The country's major teaching hospitals were "commonly operating on a bed occupancy rate of 95 percent [with] some jurisdictions set[ting] a bed target rate of over 90 percent" and "rates of over 100 percent are not uncommon". According to studies by the Australian College of Emergency Medicine, an occupancy rate of more than 85 percent "risks systematic breakdowns, extended periods of ‘code red' and puts patients at risk of mortality and disability".

 

The AMA called for an immediate injection of $3 billion into the public hospital system, with federal funding to be indexed to increase by 8 or 9 percent annually after that.
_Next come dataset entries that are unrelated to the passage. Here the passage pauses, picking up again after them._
PR #153, opened 2025-05-08
Add sector pinning

peterjan:
This PR pins sectors by appending them to a contract. Sectors that were missing are being marked as lost.


persist/postgres/init.sql
```diff
@@ -257,6 +257,12 @@ CREATE INDEX sectors_host_id_next_integrity_check_idx ON sectors(host_id, next_i
 -- speed up querying sectors of a host by root
 CREATE INDEX sectors_host_id_sector_root_idx ON sectors(host_id, sector_root);
 
+-- speed up lookup of sectors by root
+CREATE INDEX sectors_sector_root_idx ON sectors(sector_root);
+
+-- speed up removing sectors by host
+CREATE INDEX sectors_host_id_sector_root_contract_sectors_map_id_idx ON sectors(host_id, sector_root) WHERE contract_sectors_map_id IS NULL;
```
ChrisSchinnerl: Can't add indices without updating the corresponding benchmarks with results or adding new benchmarks.

contracts/pinning.go
```diff
@@ -0,0 +1,204 @@
...
+		// fetch hosts
+		batch, err := cm.store.Hosts(ctx, offset, batchSize, opts...)
+		if err != nil {
+			return fmt.Errorf("failed to fetch hosts for pinning: %w", err)
+		}
+
+		// pin sectors on each host in parallel
+		var wg sync.WaitGroup
+		for _, h := range batch {
+			wg.Add(1)
```
ChrisSchinnerl: You can make this more efficient by using a semaphore here. That way, as soon as the first batch was scheduled, you can fetch the next batch and start scheduling it as individual hosts finish. 
To make sure we are never blocking scheduling a full batch just because 1 host is slow.

contracts/pinning.go
```diff
@@ -0,0 +1,204 @@
...
+			go func(ctx context.Context, host hosts.Host, log *zap.Logger) {
+				defer wg.Done()
```
ChrisSchinnerl: I'd extract this into a `performSectorPinningOnHost`

contracts/pinning.go
```diff
@@ -0,0 +1,204 @@
...
+	dialCtx, cancel := context.WithTimeout(ctx, dialTimeout)
+	t, err := siamux.Dial(dialCtx, host.SiamuxAddr(), host.PublicKey)
+	cancel()
+	if err != nil {
+		return types.FileContractID{}, nil, fmt.Errorf("failed to dial host: %w", err)
+	}
+	defer t.Close()
+
+	// fetch settings
+	settings, err := rhp.RPCSettings(ctx, t)
```
ChrisSchinnerl: The used settings should be the ones who went through gouging checks on the `host`.

contracts/pinning.go
```diff
@@ -0,0 +1,204 @@
...
+		res, err := rhp.RPCAppendSectors(ctx, t, c.cm.TipState(), settings.Prices, c.sk, revision, sectors)
+		if err != nil {
+			contractLog.Debug("failed to pin sectors", zap.Error(err))
+			continue
+		} else if len(res.Sectors) == 0 {
+			contractLog.Debug("no sectors were pinned")
+			continue
+		}
+
+		// TODO: handle usage
```
ChrisSchinnerl: The `contractor` should only be a thin wrapper on top of the individual RPCs. So `PinSectors` should be `AppendSectors` and any other logic should happen outside the contractor interface.

contracts/pinning.go
```diff
@@ -0,0 +1,204 @@
...
+// returned, alongside with a list of missing sectors if any.
+func (c *contractor) PinSectors(ctx context.Context, host hosts.Host, contractIDs []types.FileContractID, sectors []types.Hash256, log *zap.Logger) (types.FileContractID, []types.Hash256, error) {
+	// sanity check
+	if len(sectors) > proto.MaxSectorBatchSize {
+		return types.FileContractID{}, nil, errors.New("too many sectors") // developer error
+	}
+
+	// dial host
+	dialCtx, cancel := context.WithTimeout(ctx, dialTimeout)
+	t, err := siamux.Dial(dialCtx, host.SiamuxAddr(), host.PublicKey)
```
ChrisSchinnerl: If you move this out of `PinSectors` and instead pass an interface in, you can reuse the connection between batches and easily write a unit test for `PinSectors`.

ChrisSchinnerl (changes requested):

persist/postgres/init.sql
peterjan: Leftover, thanks!

contracts/pinning.go
peterjan: I considered that but did not want to require a transport client in one of the methods on the  `Contractor`. I do think `AppendSectors` should be defined there, and we do want to reuse the connection (although I didn't care all that much originally seeing we append 1TB worth of sectors at a time), so I did it anyway.

contracts/manager.go
```diff
@@ -46,8 +46,10 @@ type (
 	}
 
 	// Contractor defines the dependencies required to form, renew and refresh
-	// contracts.
+	// contracts. It also provides a way to pin sectors to a contract.
 	Contractor interface {
+		AppendSectors(ctx context.Context, tc rhp.TransportClient, hostPrices proto.HostPrices, contractID types.FileContractID, sectors []types.Hash256) (rhp.RPCAppendSectorsResult, error)
```
ChrisSchinnerl: I agree that the transport client in this signature is pretty ugly. I had an idea for a refactor which I wasn't sure would work out that I started here: https://github.com/SiaFoundation/indexd/pull/159

This should help clean things up for you in this PR I think. It should lead to a nicer signature while also allowing us to reuse the transport client without reducing our ability to mock/test things.

contracts/pinning.go
```diff
@@ -0,0 +1,235 @@
...
+	sectorPinner struct {
+		host   HostClient
+		prices proto.HostPrices
+	}
+)
+
+// PinSectors pins a set of sectors using the given set of contracts The
+// contracts are tried in order, the contract ID that ends up being used is
+// returned, alongside with a list of missing sectors if any.
+func (p *sectorPinner) PinSectors(ctx context.Context, contractIDs []types.FileContractID, sectors []types.Hash256, log *zap.Logger) (usedContractID types.FileContractID, missing []types.Hash256, _ error) {
```
ChrisSchinnerl: At this point everything we need to mock is in the `hostClient` so this can be a method on `hostClient`. `sectorPinner` adds a lot of code for an abstraction that just serves avoiding passing in `prices`.

contracts/pinning.go
```diff
@@ -0,0 +1,235 @@
...
+				}()
+
+				client, err := cm.dialer.Dial(ctx, host.PublicKey, host.SiamuxAddr())
+				if err != nil {
+					hostLog.Debug("failed to create contractor", zap.Error(err))
+					return
+				}
+				defer client.Close()
+
+				err = cm.performSectorPinningOnHost(ctx, &sectorPinner{host: client, prices: host.Settings.Prices}, host, hostLog)
```
ChrisSchinnerl: `host.Settings.Prices` might be outdated at this point

contracts/pinning.go
```diff
@@ -0,0 +1,235 @@
...
+			for _, root := range roots {
+				if _, missing := lookup[root]; !missing {
+					filtered = append(filtered, root)
+				}
+			}
+			roots = slices.Clone(filtered)
+
+			for i := 0; i < len(missing); i += dbBatchSize {
+				end := min(i+dbBatchSize, len(missing))
+				if err := cm.store.MarkSectorsLost(ctx, host.PublicKey, missing[i:end]); err != nil {
```
ChrisSchinnerl: This is some super overcomplicated logic imo that you can avoid by just making `MarkSectorsLost` the first thing you call.

e.g.

```
if len(missing) > 0 {
  if err := cm.store.MarkSectorsLost(ctx, host.PublicKey, missing); err != nil {
    // error handling
  }

  // filter roots afterwards
  isMissing := make(map[types.Hash256]struct{}, len(missing))
  for _, sector := range missing {
    isMissing[sector] = struct{}{}
  }
  
  filtered := roots[:0]
  for _, root := range roots {
    if _, missing := isMissing[root]; !missing {
      filtered = append(filtered, root)
    }
  }
  roots = filtered
}

File: contracts/pinning.go [hunk 11]
```diff
@@ -0,0 +1,235 @@
...
+					return fmt.Errorf("failed to mark sectors as lost: %w", err)
+				}
+			}
+			nMissing += uint64(len(missing))
+		}
+
+		if len(roots) > 0 {
+			err = cm.store.PinSectors(ctx, contractID, roots)
```
ChrisSchinnerl: We could clean this up a bit if we checked for 0 roots within the store methods and made them no-ops in that case.

I'd also move 
```
nMissing += uint64(len(missing))
nPinned += uint64(len(roots))
```
to the end of the loop since they don't need to be within the if statements.
```

File: contracts/form_test.go [hunk 12]
```diff
@@ -63,15 +63,19 @@ func (d *dialerMock) Dial(ctx context.Context, hostKey types.PublicKey, addr str
 }
 
 type hostClientMock struct {
-	formCalls       []formContractCall
-	refreshCalls    []refreshContractCall
-	renewCalls      []renewContractCall
+	appendSectorCalls []appendSectorCall
```
ChrisSchinnerl, line 66: I don't think we absolutely need `appendSectorCalls`. For formation/refreshing/renewals storing the calls is convenient since contract formation is all about setting the right parameters but appending sectors is probably simple enough to trust it's working when the sectors end up in the mocked store.

We can keep it though since we already have it.

contracts/pinning.go
```diff
@@ -0,0 +1,235 @@
...
+		sectorsBatchSize = (1 << 40) / proto.SectorSize // 1TB of sectors
+	)
+
+	var wg sync.WaitGroup
+	sema := make(chan struct{}, 50)
+	defer close(sema)
+
+	for offset := 0; ctx.Err() == nil; offset += batchSize {
+		// fetch hosts
+		batch, err := cm.store.Hosts(ctx, offset, batchSize, opts...)
```
ChrisSchinnerl: Since we have already done it for integrity checks it probably makes sense to also have a specialized method here that only returns hosts that have at least 1 sector to pin and only their public key.

contracts/form.go
```diff
@@ -91,6 +92,7 @@ func (d *siamuxDialer) Dial(ctx context.Context, hostKey types.PublicKey, addr s
 		client:  client,
 		cm:      d.cm,
 		hostKey: hostKey,
+		ownKey:  d.ownKey,
 		signer: &formContractSigner{
 			renterKey: d.ownKey,
 			w:         d.w,
```
ChrisSchinnerl: This is getting kinda wild. We pass the same private key as fields to `hostClient` and `formContractSigner`.
`formContractSigner` holds a `rhp.Wallet` which also contains the same private key already. `formContractSigner` also exists only because `SingleAddressWallet` doesn't implement `rhp.Wallet`.

In theory we can clean this up if we changed our `rhp.RPC*` methods to never accept a private key directly and instead always a `rhp.Wallet` and by making `SingleAddressWallet` implement `rhp.Wallet`.

Then we can get rid of `formContractSigner` and also the `ownKey` field here.

Thoughts @n8maninger ?

ChrisSchinnerl (changes requested):

contracts/form_test.go
peterjan: Yeah that's true. I'd rather keep it though because it's an extra check and it comes in handy for when we want to test batching and order of events. E.g. using the `Xcalls` fields we can check whether we called sectors for contract x before contract y (just an example).

contracts/pinning.go
peterjan: Added an interface method 👍

contracts/pinning.go
peterjan: I don't really agree that `sectorPinner` doesn't serve a purpose, even though it only wraps the `client` with a set of prices. The `HostClient` currently defines a set of methods that very thinly wrap the RPCs, which is great. Extending it with things like `PinSectors` would needlessly bloat it. More importantly though, if we were to add it on the client, we would have to mock it. So we'd have two versions of `PinSectors`. In my tests I don't need to mock the `sectorPinner` and there's only one implementation of `PinSectors`. 

Definitely not a hill I'll die on, so say the word and I'll merge the two, I just don't see why we would want to do that to our client who now cleanly and thinly wraps some of our RPCs.

contracts/form.go
n8mgr: `SingleAddressWallet` should already implement `rhp.Wallet`, right? If you mean, `ContractSigner`, I don't particularly mind. I thought we didn't bother changing it because we derive a unique key per host though.

~~I don't believe any of the coreutils `rhp.RPC*` methods take a private key directly. It's all `rhp.ContractSigner` and `rhp.Wallet`~~

Looks like RPCAppend and RPCFreeSectors take a private key. Not really sure why they don't take a `ContractSigner`, but that's simple enough to change.

n8mgr: https://github.com/SiaFoundation/coreutils/pull/235

ChrisSchinnerl: You are right. It's `TransactionFunder` used by `FormContractSigner` that requires 
`FundV2Transaction(txn *types.V2Transaction, amount types.Currency) (types.ChainIndex, []int, error)` while `rhp.Wallet` uses 
`FundV2Transaction(txn *types.V2Transaction, amount types.Currency, useUnconfirmed bool) (types.ChainIndex, []int, error)
`

contracts/pinning.go
ChrisSchinnerl: Oh yeah I didn't mean to say `hostClient`. That should be lightweight. But it can be on the manager itself. 

Then
```go
	pinner := newSectorPinner(client, host.Settings.Prices)
	err = cm.performSectorPinningOnHost(ctx, pinner, host, hostLog)
```

becomes 
```
	err = cm.performSectorPinningOnHost(ctx, client, host, hostLog)
```

peterjan: Oh ok, yeah that makes sense. It makes even more sense to only pass the `host` to `performSectorPinningOnHost` and dial the host there before going through the batches. That also moves refreshing the prices inside of `performSectorPinningOnHost` which is also a good thing.

ChrisSchinnerl (dismissed):

n8mgr (dismissed):

ChrisSchinnerl (approved):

Last December, however, the federal Rudd government increased health funding by only $1 billion annually under a new five-year Australian Health Agreement with the states—a third of what the AMA said was urgently required. Despite the massive shortfall, all the state and territory governments endorsed the outcome.

 

The latest $42 billion stimulus package proposed by the Rudd governement because of the deepening global economic crisis provided nothing for public health spending, prompting the Australian Healthcare and Hospitals Association to accuse the government of ignoring "one of the most crucial areas of the economy".

 

Yet, at the Council of Australian Governments meeting in Canberra last week to discuss the stimulus package, none of the state and territory leaders, including NSW Premier Nathan Rees, raised the crisis in public health or demanded extra funding to meet it.

 

The exclusion of public health from the emergency package is no accident. The running down of the public hospital system is a deliberate policy, designed to push people into paying for private health care. At the same time, the crisis in the health system will only deepen as governments cut social spending to overcome growing budget deficits.